The True Lives of Enders "book 1 of the Enders” by: Amado “Fonzie” Meza


Chapter 1: Eve’s Supernatural


    The normal world. Vague, corrupted and without a soul. Some people wonder why these excuse for fallacies exist and why they are persistent as most of the time they are pervasive. Some wonder, “Where’s the true creativity at?” and often “Good ideas are dead”. However, there is a reason why everything happens. And I completely and literally mean, “everything”.

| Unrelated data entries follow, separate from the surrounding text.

PR #3023, opened 2026-09-03
fix(elasticache): implement parameter group reservation to prevent deletion during provisioning

### LINKED ISSUE #3020: [BUG] elasticache: concurrent create/delete can leave a replication group referencing a deleted parameter group
## Service

ElastiCache

## AWS API Action

`CreateReplicationGroup`, `DeleteCacheParameterGroup`

## Expected behavior

`DeleteCacheParameterGroup` refuses to delete a cache parameter group that any replication group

    As most people, and maybe you, might wonder, “Who will save us from a blank page of this life by 2017?” There is a reason as there is an answer. It is called, wait for it, endervism.

    Now, what’s this weird word that you might wonder? It is a new type of entertainment, infinite creativity, a natural psychic ability, boundaryless philosophy, the list continues. Infinitely and without boundaries itself.

    We are no normal human species. We are called what happens in video games, electricity, “special effects”, miraculous, inventive and ingenious creators and beyond of the future to the rapture. We are, by and large, called, “Enders”.


    To the normal world we live in these days, some might call it sorcery, others would call it demonic possession. As God’s very own children, this is virtually, remotely and with surpassed knowledge, impossible. Christians and the non-saved and/or aetheists might not be ready for us yet, but if you’ve read until this very point, it’s already too late. How can scientists and the government depict this very gift and try to snag away for their own greed for money, domination and fortune? That’s why we don’t tell anybody about this gift or it’s sole purpose in life. Unless if it makes “us” have fortune but yet fame, that’s a different story.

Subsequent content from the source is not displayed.